I just bought a friend a King 1000/6000 stone to start him out with, and while it will work the Gesshin is a better stone. I've used a Bester 1200 and a King 6000 for years, works well enough on knives and woodworking tools I didn't get more stones until recently, not that I' considerably more flush than I was when I got the originals. 

You won't need to thing much about more stones until you wear that one out -- I'd guess eventually the coarse side will get very thin.

For a strop, some nice flat wood loaded with green chromium oxide in wax (found any any hardware store for a couple bucks) will do anything you need, I've been using a piece of 2x4 for years.

Peter


----------



## richard (Jan 4, 2016)

chinacats said:


> a champagne cork


I personally find a full fruit red wine cork works better, like a Pinot or Zinfadel.
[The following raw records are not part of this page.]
PR #1806, opened 2019-09-27
Fix tests

karthiknadig:


tests/ptvsd/server/test_evaluate.py
```diff
@@ -20,10 +21,10 @@ def code_to_debug():
         c = 3
         print([a, b, c])  # @bp
 
-    with debug.Session(start_method) as session:
-        session.configure(run_as, code_to_debug)
-        session.set_breakpoints(code_to_debug, [code_to_debug.lines["bp"]])
-        session.start_debugging()
+    with debug.Session() as session:
+        with run(session, target(code_to_debug)):
+            session.set_breakpoints(code_to_debug, [code_to_debug.lines["bp"]])
```
int19h: This can use `set_breakpoints(..., all)` for brevity.

tests/ptvsd/server/test_flask.py
```diff
@@ -29,56 +29,54 @@ class lines:
...
-    "start_method", [runners.launch, runners.attach_by_socket["cli"]]
-)
+@pytest.fixture
+@pytest.mark.parametrize("run", [runners.launch, runners.attach_by_socket["cli"]])
+def start_flask(run):
+    def start(session, multiprocess=False):
+        if multiprocess:
+            pytest.skip("https://github.com/microsoft/ptvsd/issues/1706")
+
+        env = {
```
int19h: It doesn't make a difference in this case, but it's generally better to access `session.config.env` directly rather than setting it via `config["env"]`, because you get some extra features (like PYTHONPATH handling) there. So it might be best to do it in all tests for consistency, as they get copy/pasted around a lot when writing new ones.

tests/ptvsd/server/test_flask.py
```diff
@@ -29,56 +29,54 @@ class lines:
...
+            "FLASK_APP": paths.app_py,
+            "FLASK_ENV": "development",
+            "FLASK_DEBUG": "1" if multiprocess else "0",
+        }
+        if platform.system() != "Windows":
+            locale = "en_US.utf8" if platform.system() == "Linux" else "en_US.UTF-8"
+            env.update({"LC_ALL": locale, "LANG": locale})
+
+        # No clean way to kill Flask server, expect non-zero exit code
+        session.expected_exit_code = some.int
```
int19h: Let's move this bit down after `args` and before `run`, so that it's not in the middle of editing `session.config`.

tests/ptvsd/server/test_flask.py
int19h: (and can you also do this to `test_django`?)

karthiknadig: We don't really use env in django. Only flask requires FLASK_APP to be set via env.

karthiknadig: I think we should entirely block people from using `config["env"]`. Essentially using that should fail with `Use config.env instead.` witha comment explaining why.

int19h:
:shipit:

Joking aside, I think that's a great starting setup. Personally I just strop on my fine-stone, especially convenient if it's a splash-n-go, which it seems you can also do for this stone, but a leather or similar strop loaded with chromium oxide is also popular and has its proponents. Personally I don't think going much higher than 6000 grit on Western style double bevel Japanese knives is useful, but different fine polishing stones (5000-8000 grit is most common) will have different properties, feel, cutting speed, polish, bite left on the edge, how easily they "dish"/become non-flat (but you have that covered with a flattening plate). I haven't used Gesshins, but I've read many great things about them and they are very well-regarded here, and unless you develop a curiosity to get to know other stones (a bit of a danger hanging out here), I don't see a big compelling need to really upgrade from them down the road.

Yeah watch the videos and you can try your hand first on a cheaper knife just to get a little bit comfortable and build confidence. If you want to avoid scratching up your nice knife, develop some technique so you can maintain a consistent angle (Jon's videos are really helpful teaching the fundamentals). You can also use the sharpie trick and use the polish side first (which leaves much finer scratches than the 1000 side) to really dial into the factory bevel angle (which is about 10 deg per side on that knife). Be sure to be continuously stop and examine what you are doing.


----------



## Marcelo Amaral (Jan 6, 2016)

Welcome! You have the basics on sharpening gear covered. Besides Jon's videos, there's also Korin's: 
[video=youtube;9zRNT1v0-7s]https://www.youtube.com/watch?v=9zRNT1v0-7s&index=21&list=PLsSxXLQSZIe__A5THcrFGto9_PSkXWiN6[/video]


----------



## boomchakabowwow (Jan 8, 2016)

you know what helped me crack the code? a cheap glass magnifying glass. i dont know how good your eyes are, but just looking at the edge magnified really illuminated how my actions were affecting the edge. i took a dull BUCK knife and stayed with it. Bucks are hollow grind knives..i kinda put a bevel on the edge. a nice clean shiny bevel. i can barely touch the edge. it feels like a freshly unpackaged razor blade. probably too sharp..since it is a hunting knife.

on your list..i have a nagura stone. (<--- i think that is what it is called) small white stone you clean the big stone with and it whips up a slurry in a hurry.


----------



## Matus (Feb 19, 2016)

You are indeed on the right track. 1000 and 6000 stones will be all you need for 'normal' sharpening. However you may want to add a coarse stone later down the road. Maybe you will want to do some thinning on some knives or get some slight chipping or broken tip fixed and for that 1000 stone will take too long. I would recommend either Gesshin 320 or JNS 300 stones (there are many others, but I have tried and liked these). Fast cutting, not dishing too fast and splash & go.


----------